_TASK GOAL:_
In this material, which lines include the string "anishraj"? Show them.

_EXERCISE INPUTS:_
◇ ◇ ◇ ◇

PR #2036, opened 2026-05-29
fix: handle malformed benchmark entries safely

### LINKED ISSUE #1908: Bug: benchmark summary crashes on malformed timing entries
## Summary

`benchmarks/generate_pr_summary.py` crashes when benchmark result or baseline entries are incomplete, or when the baseline execution time is zero.

## Why it matters

This script is intended to generate PR/release benchmark summaries. If a benchmark run writes a partial JSON file, a baseline is edited incorrectly, or an older baseline contains `arnio_exec_time: 0`, the summary generator crashes instead of producing a clear “not comparable” row. That makes benchmark automation fragile during release validation.

## Evidence

- `benchmarks/generate_pr_summary.py`: `generate_summary()` indexes `current["arnio_exec_time"]` and `baseline_case["arnio_exec_time"]` directly.
- The same function divides by `baseline_time` without checking for zero.
- `tests/test_generate_pr_summary.py` covers missing whole-baseline data and normal faster/slower cases, but not partial/malformed entries.

## Reproduction or trigger

```python
from benchmarks.generate_pr_summary import generate_summary

# Crashes with ZeroDivisionError
generate_summary(
    {"Case A": {"arnio_exec_time": 1.0}},
    {"Case A": {"arnio_exec_time": 0.0}},
)

# Crashes with KeyError
generate_summary(
    {"Case A": {}},
    {"Case A": {"arnio_exec_time": 1.0}},
)
```

## Expected behavior

The summary generator should not crash on malformed benchmark entries. It should mark that row as not comparable and continue generating the rest of the Markdown summary.

## Actual behavior

Malformed entries raise raw `ZeroDivisionError` or `KeyError`, aborting the whole summary.

## Suggested direction

Harden `generate_summary()` by validating each case before calculating the percent change:

- require numeric `arnio_exec_time` in both current and baseline case
- treat missing or non-positive baseline times as “No comparable baseline available” for that row
- add tests for zero baseline time, missing current metric, missing baseline metric, and mixed valid/invalid cases

## References

- `benchmarks/generate_pr_summary.py`
- `tests/test_generate_pr_summary.py`
- `benchmarks/baseline.json`

Ankitkr16:
## Description

This PR fixes benchmark tooling crashes caused by malformed benchmark entries and invalid baseline timings.

### Changes Made

* Added validation for missing benchmark metrics in `generate_pr_summary.py`
* Prevented crashes caused by missing `arnio_exec_time` fields
* Handled zero and non-positive baseline execution times safely
* Updated benchmark regression helpers in `benchmark_vs_pandas.py`
* Added test coverage for:

  * zero baseline timings
  * missing current metrics
  * missing baseline metrics
  * mixed valid and invalid benchmark entries

## Related Issue

Closes #1908

## Testing

* Added and executed benchmark summary tests
* Verified malformed benchmark data no longer causes crashes
* Confirmed valid benchmark comparisons continue to work correctly

### Test Result


im-anishraj (changes requested):
@Ankitkr16 thanks for the benchmark hardening PR. I reviewed the linked issue and ran local checks. The focused summary tests pass (`pytest tests/test_generate_pr_summary.py -q` -> 7 passed), and Ruff passes, but this is not merge-ready yet:

- `python -m black --check benchmarks/benchmark_vs_pandas.py benchmarks/generate_pr_summary.py tests/test_generate_pr_summary.py` reports all three touched files would be reformatted.
- Please also re-check the `run_case()` control flow in `benchmarks/benchmark_vs_pandas.py`: after the new invalid-baseline branch, the old regression calculation block still appears to run again. The invalid-baseline path should return/skip cleanly and must not leave `is_regression` or `regression_percent` in an unsafe state.

Please run Black on the touched files and add/adjust a focused test for the benchmark regression helper path with non-positive or missing baseline timing, not only `generate_summary()`. Also, #1908 was not assigned yet, so please wait for maintainer assignment/confirmation before treating it as GSSoC-approved work.

Ankitkr16:
Thanks for the review.

I addressed the formatting issues by running Black on the touched files and cleaned up the `run_case()` control flow so invalid/non-positive baselines no longer fall through into duplicate regression checks.

Please take another look when you have a chance.

im-anishraj:
@Ankitkr16 thanks for the update. I saw the new push and your note, but the latest CI run is still not ready for re-review: the `Lint (Black, Ruff, clang-format)` job failed again on the updated commit.

GitHub has not exposed the full job log yet while the workflow run is still finishing, so please open that lint job once logs are available and fix whatever Black/Ruff reports. I will do the code-level re-review after the lint job is green; the remaining Vercel status is still just the external authorization check.

im-anishraj (changes requested):
@Ankitkr16 thanks for the update. The formatting issue is fixed now, and I verified locally that `black --check`, `ruff check`, and `pytest tests/test_generate_pr_summary.py -q` all pass on the latest head. However, this still cannot be merged because the latest diff removes the executable script behavior from `benchmarks/generate_pr_summary.py`.

`.github/workflows/benchmark.yml` runs `python benchmarks/generate_pr_summary.py` and then reads `benchmark_summary.md`, but this PR deletes the `load_json()` helper, file constants, `main()`, and the `if __name__ == "__main__"` entry point. That means the workflow can run the script successfully while producing no `benchmark_summary.md`, breaking benchmark PR summaries.

Please keep the malformed-entry handling, but restore the CLI/script behavior: load `benchmark_results.json` and `benchmarks/baseline.json`, write `benchmark_summary.md`, and print the summary as before. A small regression test or smoke check for the script entry point/output file would be ideal. Once that is restored, I can re-review quickly.

Ankitkr16:
Hi @im-anishraj,

I restored the benchmark summary script behavior (`load_json`, CLI entry point, summary file generation, and output printing) while keeping the malformed benchmark handling improvements intact.

I also addressed the formatting issues and re-ran the relevant tests. All CI checks are now passing, with only the external Vercel authorization status remaining.

Please take another look when you have time. Thank you for the review and guidance.

im-anishraj (approved):
@Ankitkr16 thanks for the follow-up. I re-reviewed the latest diff and verified that the malformed benchmark handling now preserves the benchmark summary script behavior, including the CLI entry point and benchmark_summary.md output path.

Local checks on the verified head passed for the touched files:
- black --check benchmarks/benchmark_vs_pandas.py benchmarks/generate_pr_summary.py tests/test_generate_pr_summary.py
- ruff check benchmarks/benchmark_vs_pandas.py benchmarks/generate_pr_summary.py tests/test_generate_pr_summary.py
- python -m pytest tests/test_generate_pr_summary.py -q

All non-Vercel CI checks are green, and the remaining Vercel status is the known external authorization check. Approved.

◇ ◇ ◇ ◇

_RESPONSE BELOW:_
im-anishraj (changes requested):
im-anishraj:
im-anishraj (changes requested):
Hi @im-anishraj,
im-anishraj (approved):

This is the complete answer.